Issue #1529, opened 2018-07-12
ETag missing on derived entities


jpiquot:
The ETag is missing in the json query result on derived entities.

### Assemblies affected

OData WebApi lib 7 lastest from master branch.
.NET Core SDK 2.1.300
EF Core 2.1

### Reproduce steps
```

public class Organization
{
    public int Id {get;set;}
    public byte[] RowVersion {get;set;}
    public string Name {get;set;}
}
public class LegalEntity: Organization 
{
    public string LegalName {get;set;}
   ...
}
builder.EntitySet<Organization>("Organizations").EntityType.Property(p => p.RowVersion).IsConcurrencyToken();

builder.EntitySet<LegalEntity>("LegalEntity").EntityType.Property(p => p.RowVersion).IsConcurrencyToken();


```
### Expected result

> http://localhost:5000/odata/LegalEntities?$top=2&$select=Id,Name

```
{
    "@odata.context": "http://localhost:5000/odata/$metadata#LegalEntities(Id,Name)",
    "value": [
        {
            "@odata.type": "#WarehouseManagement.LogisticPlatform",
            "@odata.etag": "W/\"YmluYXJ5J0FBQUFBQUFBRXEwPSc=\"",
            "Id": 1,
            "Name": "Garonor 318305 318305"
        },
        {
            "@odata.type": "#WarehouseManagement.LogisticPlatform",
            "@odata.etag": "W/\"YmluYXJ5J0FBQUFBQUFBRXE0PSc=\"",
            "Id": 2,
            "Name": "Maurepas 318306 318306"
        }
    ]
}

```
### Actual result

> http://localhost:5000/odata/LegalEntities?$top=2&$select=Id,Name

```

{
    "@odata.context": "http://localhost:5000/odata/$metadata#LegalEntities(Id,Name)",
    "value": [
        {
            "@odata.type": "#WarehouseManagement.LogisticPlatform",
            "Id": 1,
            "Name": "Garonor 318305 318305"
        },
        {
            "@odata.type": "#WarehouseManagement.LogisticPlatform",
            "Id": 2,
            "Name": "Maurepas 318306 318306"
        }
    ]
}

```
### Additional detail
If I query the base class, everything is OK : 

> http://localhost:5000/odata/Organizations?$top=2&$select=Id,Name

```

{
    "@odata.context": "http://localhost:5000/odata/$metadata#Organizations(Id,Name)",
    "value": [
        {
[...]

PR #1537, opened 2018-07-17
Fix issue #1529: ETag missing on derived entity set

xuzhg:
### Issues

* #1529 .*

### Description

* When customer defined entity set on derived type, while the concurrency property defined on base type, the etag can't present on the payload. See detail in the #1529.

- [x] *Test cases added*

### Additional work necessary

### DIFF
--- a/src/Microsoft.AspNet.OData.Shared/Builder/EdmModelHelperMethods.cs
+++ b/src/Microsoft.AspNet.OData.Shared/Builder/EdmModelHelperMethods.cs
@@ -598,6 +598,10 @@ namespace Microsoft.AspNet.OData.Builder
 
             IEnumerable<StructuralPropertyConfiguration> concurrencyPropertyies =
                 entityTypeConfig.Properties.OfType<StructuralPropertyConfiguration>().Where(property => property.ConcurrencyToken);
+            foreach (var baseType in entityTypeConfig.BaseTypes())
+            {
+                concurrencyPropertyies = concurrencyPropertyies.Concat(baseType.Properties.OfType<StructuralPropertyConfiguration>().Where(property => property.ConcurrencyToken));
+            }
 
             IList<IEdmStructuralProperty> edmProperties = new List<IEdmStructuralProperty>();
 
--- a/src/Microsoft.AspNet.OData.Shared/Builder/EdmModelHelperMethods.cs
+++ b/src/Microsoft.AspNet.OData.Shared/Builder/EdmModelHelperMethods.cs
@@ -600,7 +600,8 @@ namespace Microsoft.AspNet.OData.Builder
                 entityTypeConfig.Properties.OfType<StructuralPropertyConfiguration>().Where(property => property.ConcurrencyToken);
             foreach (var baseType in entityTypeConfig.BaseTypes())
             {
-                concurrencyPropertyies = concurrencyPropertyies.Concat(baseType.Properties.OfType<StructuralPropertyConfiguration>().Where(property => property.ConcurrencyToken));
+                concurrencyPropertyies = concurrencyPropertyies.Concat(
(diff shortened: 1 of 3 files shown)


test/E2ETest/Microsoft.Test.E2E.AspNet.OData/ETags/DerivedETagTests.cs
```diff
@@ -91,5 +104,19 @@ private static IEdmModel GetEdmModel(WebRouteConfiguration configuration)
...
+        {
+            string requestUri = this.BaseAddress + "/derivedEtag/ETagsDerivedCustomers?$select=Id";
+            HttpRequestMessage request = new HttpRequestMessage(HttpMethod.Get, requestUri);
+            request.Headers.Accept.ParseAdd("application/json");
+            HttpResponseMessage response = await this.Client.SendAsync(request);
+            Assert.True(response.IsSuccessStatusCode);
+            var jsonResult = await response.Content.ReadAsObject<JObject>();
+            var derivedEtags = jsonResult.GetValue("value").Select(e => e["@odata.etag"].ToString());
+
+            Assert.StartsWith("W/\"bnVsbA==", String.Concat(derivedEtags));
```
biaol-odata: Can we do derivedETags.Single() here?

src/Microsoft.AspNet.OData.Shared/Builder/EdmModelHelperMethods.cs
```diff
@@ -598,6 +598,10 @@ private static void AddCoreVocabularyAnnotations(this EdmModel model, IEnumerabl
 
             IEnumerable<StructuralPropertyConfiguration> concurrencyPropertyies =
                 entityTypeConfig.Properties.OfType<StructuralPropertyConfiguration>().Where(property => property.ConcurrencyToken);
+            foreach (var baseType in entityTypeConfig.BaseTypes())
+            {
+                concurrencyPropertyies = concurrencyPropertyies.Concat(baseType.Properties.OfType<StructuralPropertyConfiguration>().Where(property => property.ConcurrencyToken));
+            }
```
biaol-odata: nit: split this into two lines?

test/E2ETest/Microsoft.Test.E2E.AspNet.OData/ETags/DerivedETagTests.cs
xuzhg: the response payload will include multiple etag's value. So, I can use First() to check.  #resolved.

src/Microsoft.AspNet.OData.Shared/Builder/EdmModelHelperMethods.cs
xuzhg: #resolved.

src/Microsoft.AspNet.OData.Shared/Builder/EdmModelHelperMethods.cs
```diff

------------------------------------------------

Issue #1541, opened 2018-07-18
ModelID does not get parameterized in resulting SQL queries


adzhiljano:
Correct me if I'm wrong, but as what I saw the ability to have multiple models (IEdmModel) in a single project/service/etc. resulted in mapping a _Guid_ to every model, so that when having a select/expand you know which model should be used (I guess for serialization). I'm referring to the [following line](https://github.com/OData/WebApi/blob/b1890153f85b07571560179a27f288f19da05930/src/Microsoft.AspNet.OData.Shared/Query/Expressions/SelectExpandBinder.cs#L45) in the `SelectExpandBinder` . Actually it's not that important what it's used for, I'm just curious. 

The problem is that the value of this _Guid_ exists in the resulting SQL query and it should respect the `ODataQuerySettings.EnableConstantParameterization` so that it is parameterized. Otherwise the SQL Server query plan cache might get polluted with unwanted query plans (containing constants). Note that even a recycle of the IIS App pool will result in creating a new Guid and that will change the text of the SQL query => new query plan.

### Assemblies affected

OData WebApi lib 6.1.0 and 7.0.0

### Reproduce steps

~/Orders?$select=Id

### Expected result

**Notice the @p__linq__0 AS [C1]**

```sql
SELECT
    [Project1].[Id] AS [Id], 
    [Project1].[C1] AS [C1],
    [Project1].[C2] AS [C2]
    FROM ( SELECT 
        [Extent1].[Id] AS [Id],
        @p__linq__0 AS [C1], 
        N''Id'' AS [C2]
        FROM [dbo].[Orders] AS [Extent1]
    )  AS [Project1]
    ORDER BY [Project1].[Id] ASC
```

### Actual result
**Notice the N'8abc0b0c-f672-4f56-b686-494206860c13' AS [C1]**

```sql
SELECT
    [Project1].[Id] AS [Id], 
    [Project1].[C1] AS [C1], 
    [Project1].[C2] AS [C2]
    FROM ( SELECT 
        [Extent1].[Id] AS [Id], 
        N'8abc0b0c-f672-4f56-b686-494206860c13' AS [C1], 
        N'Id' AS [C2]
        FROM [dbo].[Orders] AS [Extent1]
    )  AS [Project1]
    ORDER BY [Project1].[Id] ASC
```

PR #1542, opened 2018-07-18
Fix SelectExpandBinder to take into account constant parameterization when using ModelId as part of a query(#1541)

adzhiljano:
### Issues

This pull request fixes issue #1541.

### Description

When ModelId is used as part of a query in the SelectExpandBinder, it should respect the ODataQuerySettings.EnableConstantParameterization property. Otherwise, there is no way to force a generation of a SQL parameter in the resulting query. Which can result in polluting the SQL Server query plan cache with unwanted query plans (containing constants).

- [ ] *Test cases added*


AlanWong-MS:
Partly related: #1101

------------------------------------------------

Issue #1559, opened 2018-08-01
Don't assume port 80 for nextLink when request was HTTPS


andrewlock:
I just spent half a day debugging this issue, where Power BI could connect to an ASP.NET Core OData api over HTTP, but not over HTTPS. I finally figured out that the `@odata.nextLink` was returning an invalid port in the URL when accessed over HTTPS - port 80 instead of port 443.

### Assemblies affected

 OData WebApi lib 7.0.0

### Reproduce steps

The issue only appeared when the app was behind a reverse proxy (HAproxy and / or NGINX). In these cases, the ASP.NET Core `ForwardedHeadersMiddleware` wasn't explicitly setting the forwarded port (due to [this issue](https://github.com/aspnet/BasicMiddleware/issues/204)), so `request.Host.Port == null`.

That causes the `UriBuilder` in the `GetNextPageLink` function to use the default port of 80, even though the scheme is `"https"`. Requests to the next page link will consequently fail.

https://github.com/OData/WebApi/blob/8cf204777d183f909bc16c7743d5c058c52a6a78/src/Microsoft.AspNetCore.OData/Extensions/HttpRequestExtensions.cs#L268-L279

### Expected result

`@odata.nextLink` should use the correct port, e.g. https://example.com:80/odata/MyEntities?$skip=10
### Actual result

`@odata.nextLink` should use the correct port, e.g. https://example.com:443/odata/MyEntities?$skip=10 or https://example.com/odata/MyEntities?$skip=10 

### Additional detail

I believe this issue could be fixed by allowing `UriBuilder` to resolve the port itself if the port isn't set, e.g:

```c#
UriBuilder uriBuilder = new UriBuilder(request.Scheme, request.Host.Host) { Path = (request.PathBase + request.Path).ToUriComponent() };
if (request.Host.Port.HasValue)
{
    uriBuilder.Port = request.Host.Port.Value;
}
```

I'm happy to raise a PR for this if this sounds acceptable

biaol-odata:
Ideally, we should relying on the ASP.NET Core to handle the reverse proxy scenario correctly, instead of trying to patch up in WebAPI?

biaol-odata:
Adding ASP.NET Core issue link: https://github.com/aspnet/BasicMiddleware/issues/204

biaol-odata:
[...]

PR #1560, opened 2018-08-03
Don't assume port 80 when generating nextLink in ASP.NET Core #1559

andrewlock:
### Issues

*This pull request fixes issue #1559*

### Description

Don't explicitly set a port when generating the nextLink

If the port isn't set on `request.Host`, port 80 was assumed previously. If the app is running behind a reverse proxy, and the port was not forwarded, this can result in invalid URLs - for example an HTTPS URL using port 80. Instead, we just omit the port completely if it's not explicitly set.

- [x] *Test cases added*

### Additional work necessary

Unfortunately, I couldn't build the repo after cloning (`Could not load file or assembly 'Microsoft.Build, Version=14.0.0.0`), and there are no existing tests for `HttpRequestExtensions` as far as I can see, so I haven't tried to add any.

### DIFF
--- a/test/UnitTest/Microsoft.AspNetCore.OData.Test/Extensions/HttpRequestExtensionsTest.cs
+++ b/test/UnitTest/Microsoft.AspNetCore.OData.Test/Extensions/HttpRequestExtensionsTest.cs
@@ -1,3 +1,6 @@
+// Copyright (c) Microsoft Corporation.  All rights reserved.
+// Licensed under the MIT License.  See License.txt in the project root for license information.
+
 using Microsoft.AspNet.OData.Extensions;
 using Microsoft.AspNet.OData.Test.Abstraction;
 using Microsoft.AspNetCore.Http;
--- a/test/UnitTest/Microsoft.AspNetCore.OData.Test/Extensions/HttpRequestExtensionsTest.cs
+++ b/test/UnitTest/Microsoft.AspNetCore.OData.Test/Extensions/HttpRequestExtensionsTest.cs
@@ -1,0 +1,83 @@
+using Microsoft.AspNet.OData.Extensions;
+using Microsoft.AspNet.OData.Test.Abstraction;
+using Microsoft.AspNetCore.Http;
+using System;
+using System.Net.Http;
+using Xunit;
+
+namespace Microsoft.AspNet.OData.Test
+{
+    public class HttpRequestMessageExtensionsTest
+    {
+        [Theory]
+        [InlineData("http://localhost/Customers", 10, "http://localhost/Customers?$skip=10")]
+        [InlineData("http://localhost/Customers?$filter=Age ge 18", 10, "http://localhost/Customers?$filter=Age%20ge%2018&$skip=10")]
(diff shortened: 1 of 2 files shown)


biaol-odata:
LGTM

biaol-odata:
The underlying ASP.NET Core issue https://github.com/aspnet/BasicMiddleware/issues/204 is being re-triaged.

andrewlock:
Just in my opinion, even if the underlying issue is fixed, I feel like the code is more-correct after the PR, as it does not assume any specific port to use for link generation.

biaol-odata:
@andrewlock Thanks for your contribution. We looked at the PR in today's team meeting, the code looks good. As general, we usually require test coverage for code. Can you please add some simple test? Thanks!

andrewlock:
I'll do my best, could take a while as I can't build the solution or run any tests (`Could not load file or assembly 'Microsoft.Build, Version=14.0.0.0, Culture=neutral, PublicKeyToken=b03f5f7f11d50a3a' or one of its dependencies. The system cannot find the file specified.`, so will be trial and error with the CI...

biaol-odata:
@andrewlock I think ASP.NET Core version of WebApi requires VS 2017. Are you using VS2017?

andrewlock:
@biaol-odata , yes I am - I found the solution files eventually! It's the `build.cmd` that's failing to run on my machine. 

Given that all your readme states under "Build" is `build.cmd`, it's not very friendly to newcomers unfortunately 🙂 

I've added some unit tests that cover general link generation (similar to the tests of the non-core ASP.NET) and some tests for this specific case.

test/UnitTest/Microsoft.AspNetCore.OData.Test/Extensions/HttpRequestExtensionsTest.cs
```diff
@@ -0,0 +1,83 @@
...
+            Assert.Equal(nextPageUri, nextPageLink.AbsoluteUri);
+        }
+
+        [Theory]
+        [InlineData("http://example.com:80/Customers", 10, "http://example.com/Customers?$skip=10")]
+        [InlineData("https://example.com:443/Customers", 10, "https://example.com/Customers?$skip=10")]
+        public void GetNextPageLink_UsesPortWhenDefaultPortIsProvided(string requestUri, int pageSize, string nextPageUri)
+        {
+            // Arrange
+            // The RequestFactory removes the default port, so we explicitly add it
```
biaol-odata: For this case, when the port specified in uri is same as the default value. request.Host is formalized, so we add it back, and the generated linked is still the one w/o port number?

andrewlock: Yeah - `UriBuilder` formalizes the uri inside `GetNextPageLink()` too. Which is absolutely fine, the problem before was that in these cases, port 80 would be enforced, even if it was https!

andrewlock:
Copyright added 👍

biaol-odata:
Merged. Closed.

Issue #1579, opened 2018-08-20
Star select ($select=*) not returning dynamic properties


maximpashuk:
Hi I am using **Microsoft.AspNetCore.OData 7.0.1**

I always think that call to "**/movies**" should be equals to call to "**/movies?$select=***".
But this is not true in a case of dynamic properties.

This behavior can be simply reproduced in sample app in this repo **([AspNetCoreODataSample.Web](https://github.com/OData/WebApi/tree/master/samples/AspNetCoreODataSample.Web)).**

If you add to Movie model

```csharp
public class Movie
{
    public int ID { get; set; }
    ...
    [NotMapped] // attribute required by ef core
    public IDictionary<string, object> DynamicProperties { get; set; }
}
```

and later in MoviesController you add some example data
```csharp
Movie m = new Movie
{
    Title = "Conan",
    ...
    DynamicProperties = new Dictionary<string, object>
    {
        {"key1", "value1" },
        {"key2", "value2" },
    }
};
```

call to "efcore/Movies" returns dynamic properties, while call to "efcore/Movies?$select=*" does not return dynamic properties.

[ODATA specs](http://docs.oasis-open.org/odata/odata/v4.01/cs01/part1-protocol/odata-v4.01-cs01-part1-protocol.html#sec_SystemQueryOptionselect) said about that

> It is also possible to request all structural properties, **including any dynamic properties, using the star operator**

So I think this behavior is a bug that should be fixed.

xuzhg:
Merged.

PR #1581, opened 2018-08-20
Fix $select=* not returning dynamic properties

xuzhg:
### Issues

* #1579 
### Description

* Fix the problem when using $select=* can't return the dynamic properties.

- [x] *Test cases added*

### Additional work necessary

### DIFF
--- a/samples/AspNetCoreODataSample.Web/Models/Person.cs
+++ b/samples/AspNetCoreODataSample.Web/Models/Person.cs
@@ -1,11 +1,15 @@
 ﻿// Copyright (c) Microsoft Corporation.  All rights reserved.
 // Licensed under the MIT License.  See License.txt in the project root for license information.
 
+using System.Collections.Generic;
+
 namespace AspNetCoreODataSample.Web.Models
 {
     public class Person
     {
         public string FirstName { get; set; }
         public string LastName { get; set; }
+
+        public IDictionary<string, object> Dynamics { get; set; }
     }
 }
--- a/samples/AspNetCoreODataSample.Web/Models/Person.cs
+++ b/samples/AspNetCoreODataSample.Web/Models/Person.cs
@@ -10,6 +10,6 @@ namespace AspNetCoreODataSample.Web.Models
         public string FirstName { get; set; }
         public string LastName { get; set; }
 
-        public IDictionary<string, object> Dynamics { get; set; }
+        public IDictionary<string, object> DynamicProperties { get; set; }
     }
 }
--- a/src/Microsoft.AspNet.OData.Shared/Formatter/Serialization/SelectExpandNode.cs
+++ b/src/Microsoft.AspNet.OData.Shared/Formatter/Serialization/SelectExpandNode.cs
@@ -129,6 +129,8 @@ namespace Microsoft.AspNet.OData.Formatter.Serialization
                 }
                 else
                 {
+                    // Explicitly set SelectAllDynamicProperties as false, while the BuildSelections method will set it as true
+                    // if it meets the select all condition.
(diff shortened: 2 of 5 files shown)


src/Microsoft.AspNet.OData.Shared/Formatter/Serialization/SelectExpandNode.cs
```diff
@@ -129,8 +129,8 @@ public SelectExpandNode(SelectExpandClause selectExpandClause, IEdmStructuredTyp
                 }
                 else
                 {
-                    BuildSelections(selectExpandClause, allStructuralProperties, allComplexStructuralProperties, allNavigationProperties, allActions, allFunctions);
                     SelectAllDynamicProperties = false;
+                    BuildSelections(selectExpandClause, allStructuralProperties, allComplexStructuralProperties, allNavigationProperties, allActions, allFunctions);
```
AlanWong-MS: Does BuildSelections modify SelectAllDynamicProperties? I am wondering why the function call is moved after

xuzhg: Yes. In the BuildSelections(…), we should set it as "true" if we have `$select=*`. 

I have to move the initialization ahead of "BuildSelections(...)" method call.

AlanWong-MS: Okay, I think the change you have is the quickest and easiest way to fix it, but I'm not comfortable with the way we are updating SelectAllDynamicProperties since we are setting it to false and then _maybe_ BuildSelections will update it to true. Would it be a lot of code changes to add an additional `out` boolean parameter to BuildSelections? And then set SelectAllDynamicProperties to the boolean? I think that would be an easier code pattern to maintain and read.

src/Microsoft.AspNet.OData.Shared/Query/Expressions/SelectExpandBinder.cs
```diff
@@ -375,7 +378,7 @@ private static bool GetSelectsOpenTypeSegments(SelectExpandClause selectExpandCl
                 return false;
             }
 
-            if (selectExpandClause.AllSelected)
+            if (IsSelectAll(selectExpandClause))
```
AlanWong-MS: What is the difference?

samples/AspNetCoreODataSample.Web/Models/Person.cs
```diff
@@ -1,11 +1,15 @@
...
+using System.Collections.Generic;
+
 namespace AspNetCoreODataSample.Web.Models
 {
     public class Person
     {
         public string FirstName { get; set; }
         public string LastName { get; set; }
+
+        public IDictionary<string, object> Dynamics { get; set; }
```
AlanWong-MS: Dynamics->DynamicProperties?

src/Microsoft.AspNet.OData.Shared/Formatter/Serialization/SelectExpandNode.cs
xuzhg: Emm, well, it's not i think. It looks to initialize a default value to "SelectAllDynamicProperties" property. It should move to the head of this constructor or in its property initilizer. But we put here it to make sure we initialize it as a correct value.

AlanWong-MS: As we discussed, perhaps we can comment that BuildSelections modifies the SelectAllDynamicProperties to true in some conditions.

------------------------------------------------

**Task description:**
Scan the material above. Copy each line where "problem" occurs.

**Response to this exercise:**
The problem is that the value of this _Guid_ exists in the resulting SQL query and it should respect the `ODataQuerySettings.EnableConstantParameterization` so that it is parameterized. Otherwise the SQL Server query plan cache might get polluted with unwanted query plans (containing constants). Note that even a recycle of the IIS App pool will result in creating a new Guid and that will change the text of the SQL query => new query plan.
andrewlock: Yeah - `UriBuilder` formalizes the uri inside `GetNextPageLink()` too. Which is absolutely fine, the problem before was that in these cases, port 80 would be enforced, even if it was https!
* Fix the problem when using $select=* can't return the dynamic properties.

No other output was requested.